Source material: Begin

PR #561, opened 2019-07-09
Return if successful

ineiti:
`SendProtobufParallel` didn't return when a successful `Send` happened.

### DIFF
--- a/websocket.go
+++ b/websocket.go
@@ -584,6 +584,7 @@ func (c *Client) SendProtobufParallel(nodes []*network.ServerIdentity, msg inter
 					finish.Do(func() { close(nodesChan) })
 					siChan <- node
 					replyChan <- reply
+					return
 				}
 			}
 		}()


websocket.go
```diff
@@ -584,6 +584,7 @@ func (c *Client) SendProtobufParallel(nodes []*network.ServerIdentity, msg inter
 					finish.Do(func() { close(nodesChan) })
 					siChan <- node
 					replyChan <- reply
+					return
```
kc1212: just to check my understanding: the go-routine will return anyway if we succeed because `nodesChan` is closed so we will return on line 576, is that right?

ineiti: that's what I thought, but for some reason it doesn't :( At least as seen by my tests...

ineiti: I'll try it again, you're right, the `return` looks superfluous!

ineiti:
Good thinking, but not done... See #562

PR #563, opened 2019-07-09
All error path

ineiti:
The all-error path was wrong and not correctly handled. Also update the test to check if it behaves correctly now.

### DIFF
--- a/websocket_test.go
+++ b/websocket_test.go
@@ -9,6 +9,7 @@ import (
 	"crypto/x509"
 	"crypto/x509/pkix"
 	"encoding/pem"
+	"errors"
 	"io/ioutil"
 	"math/big"
 	"net"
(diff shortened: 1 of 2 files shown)


websocket_test.go
```diff
@@ -765,17 +779,36 @@ const serviceWebSocket = "WebSocket"
 
 type ServiceWebSocket struct {
 	*ServiceProcessor
+	Errors int
```
kc1212: do you need a lock for accessing this field?

ineiti: No, because golang doesn't complain.

I meant: no, because it's only accessed once per call, and each service has its own `Errors`. Also, the `SendProtobufParallel` call should be done when the counting starts. So a golang race-error would be an indication of the call not having finished.

PR #565, opened 2019-07-22
Racy websocket closing

ineiti:
- Fix a race in the closing of the websocket
- Stop contacting other nodes in SendProtobufParallel if one node replied successfully

### DIFF
--- a/Makefile
+++ b/Makefile
@@ -7,7 +7,7 @@ include $(shell go env GOPATH)/src/github.com/dedis/Coding/bin/Makefile.base
 # to `make test_playground`.
 test_playground:
 	for a in $$( seq 100 ); do \
-	  if DEBUG_TIME=true go test -v -race -short -run TestClient_SendProtobufParallel > log.txt 2>&1; then \
+	  if DEBUG_TIME=true go test -v -race -short > log.txt 2>&1; then \
 		  echo Successfully ran \#$$a at $$(date); \
 		else \
 		  echo Failed at $$(date); \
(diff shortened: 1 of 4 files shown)


Makefile
```diff
@@ -7,8 +7,8 @@ include $(shell go env GOPATH)/src/github.com/dedis/Coding/bin/Makefile.base
 # to `make test_playground`.
 test_playground:
 	for a in $$( seq 100 ); do \
-	  if DEBUG_TIME=true go test -v -race -short > log.txt 2>&1; then \
-		  echo Successfully ran at $$(date); \
+	  if DEBUG_TIME=true go test -v -race -short -run TestClient_SendProtobufParallel > log.txt 2>&1; then \
+		  echo Successfully ran \#$$a at $$(date); \
```
kc1212: please revert this part

websocket.go
```diff
@@ -319,15 +319,29 @@ func (c *Client) closeSingleUseConn(dst *network.ServerIdentity, path string) {
...
 
+	// c.Lock protects the connections and connectionsLock map
+	// c.connectionsLock is held as long as the connection is in use - to avoid that two
+	// processes send data over the same websocket concurrently.
 	dest := destination{dst, path}
 	c.Lock()
-	conn, ok := c.connections[dest]
+	connLock, exists := c.connectionsLock[dest]
+	if !exists {
+		c.connectionsLock[dest] = &sync.Mutex{}
```
kc1212: do we need to delete the entry from the map when the send is done?

Makefile
ineiti: Done - although it's only for the `test_playground` target, which is only used when debug-testing with Travis. I kept the change of `\#$$a`, because this was missing...

websocket.go
ineiti: The current locking needs the `connectionLock` to stay the same when a caller uses the `Client` for the same node/path destination twice in a row. The connection will be closed between the two calls and deleted in `c.connections`, but the lock must stay the same.

PR #3228, opened 2023-10-11
Feat(eos_designs): Allow 'default' in default_interfaces node types

jonxstill:
## Change Summary

Allow the use of 'default' in `default_interfaces.*.types` key.

## Component(s) name

`arista.avd.eos_designs`

## Proposed changes
Specifying 'default' in the list of types will apply these default interfaces to all node types (the node's platform must still match a platform type regular expression).

No change to the existing data model, other than documenting the use of the 'all' keyword in the schema.

```
default_interfaces:
  - types: [ default ]
    platforms: [ 7300X3 ]
    uplink_interfaces: [ Ethernet1/27-30/1 ]
    mlag_interfaces: [ Ethernet1/31-32/1 ]
    downlink_interfaces: [ Ethernet1/1-26/1 ]
```

## How to test
Existing molecule tests modified to include `types: [ default ]` similar to above.

Create a default_interface entry as per example above - should apply to all 7300X devices, regardless of node type.

### Repository Checklist


ansible_collections/arista/avd/plugins/plugin_utils/eos_designs_shared_utils/platform.py
```diff
@@ -168,13 +168,15 @@ def default_interfaces(self: SharedUtils) -> dict:
...
+                if search(f"^{platform}$", device_platform) and (
+                    self.type in default_interface.get("types", []) or "default" in default_interface.get("types", [])
+                ):
                     return default_interface
 
         # If not found, then look for a default default_interface that matches our type
         for default_interface in default_interfaces:
             for platform in default_interface.get("platforms", []):
-                if search(f"^{platform}$", "default") and self.type in default_interface.get("types", []):
+                if search(f"^{platform}$", "default") and (self.type in default_interface.get("types", []) or "default" in default_interface.get("types", [])):
```
ClausHolbechArista, line 186: This logic will not work for all cases. It is suspectible to reordering changes. Since first match will win, so if default is before the more specific match it will take the default. I think you need another for loop.

Another problem:
```
# , platform , type
1 , default  , default
2 , abc      , default
3 , default  , xyz
4 , abc      , xyz
```
The two middle ones will lead to ambiguity. Which one will it take, since they are equally imprecise. I am not sure which behavior we want here.

jonxstill: Yeah that makes sense.  I had considered if we just wanted to document that the first matching rule wins, or that any entries with 'default' in either list should be at the end of the list?  Let me try and make this more deterministic.

jonxstill: Latest commit reorders the default_interfaces like so:
```
        # #  platform  type
        # 1  abc       xyz
        # 2  abc       default
        # 3  default   xyz
        # 4  default   default
```

ansible_collections/arista/avd/molecule/eos_designs_unit_tests/inventory/group_vars/AVD_LAB.yml
```diff
@@ -51,6 +51,14 @@ ntp:
 
 # Support for per-platform automatic interface allocation
 default_interfaces:
+  - types: [ default ]
+    platforms: [ default ]
+    # Higher-numbered interfaces used to differentiate from
+    # other definitions below
+    uplink_interfaces: [ Ethernet79-82/1 ]
```
gmuloc, line 58: Looks like we are not testing this

ansible_collections/arista/avd/plugins/plugin_utils/eos_designs_shared_utils/platform.py
```diff
@@ -162,23 +162,46 @@ def default_interfaces(self: SharedUtils) -> dict:
...
+        # Re-order default_interfaces:
+        # #  platform  type
+        # 1  abc       xyz
+        # 2  abc       default
+        # 3  default   xyz
+        # 4  default   default
+        default_interfaces.sort(key=self.sort_default_interfaces)
+
         # First look for a matching default interface set that matches our platform and type
         for default_interface in default_interfaces:
```
gmuloc, line 176: I feel like now that it is sorted you actually don't need both loops but only one, given that you will first get the non default platforms first and then the default ones

ansible_collections/arista/avd/plugins/plugin_utils/eos_designs_shared_utils/platform.py
```diff
@@ -162,23 +162,46 @@ def default_interfaces(self: SharedUtils) -> dict:
...
+        Set sort order for each default_interface, based on platforms and types keys
+        """
+        if "default" not in default_interface.get("platforms") and "default" not in default_interface.get("types"):
+            return 1
+        elif "default" not in default_interface.get("platforms") and "default" in default_interface.get("types"):
+            return 2
+        elif "default" in default_interface.get("platforms") and "default" not in default_interface.get("types"):
+            return 3
+        else:
+            return 4
```
gmuloc, line 203: so how do we end up sorting things like

```
  - types: [ spine ]
    platforms: [ "7050[SC]X3" ]
    uplink_interfaces: [ Ethernet49-52/1 ]
    mlag_interfaces: [ Ethernet53-54/1 ]
    downlink_interfaces: [ Ethernet1-30/1 ]

  - types: [ l3leaf, spine ]
    platforms: [ "7050[SC]X3" ]
    uplink_interfaces: [ Ethernet27-34 ]

  - types: [ spine, l3leaf ]
    platforms: [ "7050[SC]X3" ]
    uplink_interfaces: [ Ethernet42-48 ]
```

is it deterministic if I reverse the order of declaration ? or do we configure this config as wrong ? maybe we can sort the platform /type lists?

For this logic I am feeling like it could be worth writing some python tests with some inputs and expected outputs.

ansible_collections/arista/avd/roles/eos_designs/schemas/schema_fragments/default_interfaces.schema.yml
```diff
@@ -18,7 +18,10 @@ keys:
         types:
           type: list
           required: true
-          description: List of node type keys.
+          description: |
```
gmuloc, line 21:
```suggestion
          description: |-
```

ansible_collections/arista/avd/roles/eos_designs/schemas/schema_fragments/default_interfaces.schema.yml
```diff
@@ -18,7 +18,10 @@ keys:
...
+            List of node type keys.
+            'default' will apply these default interfaces to node types where there is no more-specific match.
```
gmuloc, line 23: this also means that you cannot use the node type "default" if you define your own node_type_keys without breaking this - probably best to mention it somewhere (like `default` is reserved or whatever in node_type_keys options) ? @ClausHolbechArista

ansible_collections/arista/avd/roles/eos_designs/schemas/schema_fragments/default_interfaces.schema.yml
```diff
@@ -18,7 +18,10 @@ keys:
...
+            Note that the node's platform must still match a platform type regular expression.
```
gmuloc, line 24: which can be `default` right (if not overwritten)?

ansible_collections/arista/avd/plugins/plugin_utils/eos_designs_shared_utils/platform.py
```diff
@@ -162,23 +162,46 @@ def default_interfaces(self: SharedUtils) -> dict:
...
+                if search(f"^{platform}$", device_platform) and (
+                    self.type in default_interface.get("types", []) or "default" in default_interface.get("types", [])
+                ):
                     return default_interface
 
         # If not found, then look for a default default_interface that matches our type
         for default_interface in default_interfaces:
             for platform in default_interface.get("platforms", []):
-                if search(f"^{platform}$", "default") and self.type in default_interface.get("types", []):
+                if search(f"^{platform}$", "default") and (self.type in default_interface.get("types", []) or "default" in default_interface.get("types", [])):
```
gmuloc, line 186:
```
search(f"^{platform}$", "default")
```
could be
```
platform == "default"
```

ansible_collections/arista/avd/roles/eos_designs/schemas/schema_fragments/default_interfaces.schema.yml
jonxstill: We should probably add a check for that.

ansible_collections/arista/avd/plugins/plugin_utils/eos_designs_shared_utils/platform.py
jonxstill: Yup, I see what you're saying there.  That's definitely worth adding to make it a little more deterministic.

ansible_collections/arista/avd/roles/eos_designs/schemas/schema_fragments/default_interfaces.schema.yml
jonxstill: Yup, will amend docs to make that clear.

ansible_collections/arista/avd/plugins/plugin_utils/eos_designs_shared_utils/platform.py
jonxstill: Unnecessary since we don't need that 2nd loop.

ansible_collections/arista/avd/plugins/plugin_utils/eos_designs_shared_utils/platform.py
jonxstill: Agreed.

ansible_collections/arista/avd/plugins/plugin_utils/eos_designs_shared_utils/platform.py
jonxstill: Actually, scratch my earlier comment.  If we're just using "in" to verify if the node's type is 'in' the types list, why do we care about the order of those lists?  What matters is the order of the sorted default_interfaces list.  The sort routine currently used preserves the order in the original list if two identical sort keys are returned.  Is this deterministic? No.  If you change the order of the two conflicting items, you will get different results.  However I don't think we can save users from every single mistake.  The sorting applied was designed to ensure that anything with a 'default' in it, was matched last.  This satisfies the original use case of being able to define one default/default option, and then override it as needed.  I think beyond that we need to make it clear that once we find a platform that matches and then a type that matches, we stop looking.

gmuloc: ok but so
```
  - types: [ default, spine ]
    platforms: [ "7050[SC]X3" ]
    uplink_interfaces: [ Ethernet49-52/1 ]
    mlag_interfaces: [ Ethernet53-54/1 ]
    downlink_interfaces: [ Ethernet1-30/1 ]

  - types: [ l3leaf, spine ]
    platforms: [ "7050[SC]X3" ]
    uplink_interfaces: [ Ethernet27-34 ]
```

you sort -> my spine get the second stuff only because it was with default in the first one

gmuloc: and yes I understand this is how it works and I even find it quite logical.
I would ask if we are guaranteed that the order of keys is respected when sorting keys with the same value for all python versions we support also (though I surely hope so)

jonxstill: OK.  So `platforms` was an existing key so I can't change the behaviour of that.  At present "default" as a platform has no intrinsic meeting - it's just a `platform_settings` entry named that.  If we remove consideration of "default" in the `platforms` key and just focus on sorting by `types` then we could:
* Sort by any `types` that are not-default, then default. 
* Enforce (becuse "default" as a type is a new concept) that "default" has to be the only item in the list
** i.e. `if "default" in types and len(types) > 1: raise AristaAvdError()`

This would eliminate the ambiguity in your example above and would also preserve the order of the list, with the exception of the new "default" entry.

@ClausHolbechArista - would appreciate your input in this too please.

ClausHolbechArista:
Putting this on ice since the complexity for the user is higher than the benefit.

ClausHolbechArista:
We will close this since it becomes too complex. The user just have to repeat default interfaces for each node type. Should not be too bad.

PR #3231, opened 2023-10-12
Feat(eos_cli_config_gen): Add ethernet interface dhcp server config

gmuloc:
## Change Summary

Adding
```
interface Ethernet2
  dhcp server ipv4
  dhcp server ipv6
```

the cli is introduced between `bfd` and `ipv6 enable` as per EOS cli:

Source material: End

Problem to solve:
If a line in the records has the word "connectionsLock", copy that line.

Solution to this exercise:
+	// c.Lock protects the connections and connectionsLock map
+	// c.connectionsLock is held as long as the connection is in use - to avoid that two
+	connLock, exists := c.connectionsLock[dest]
+		c.connectionsLock[dest] = &sync.Mutex{}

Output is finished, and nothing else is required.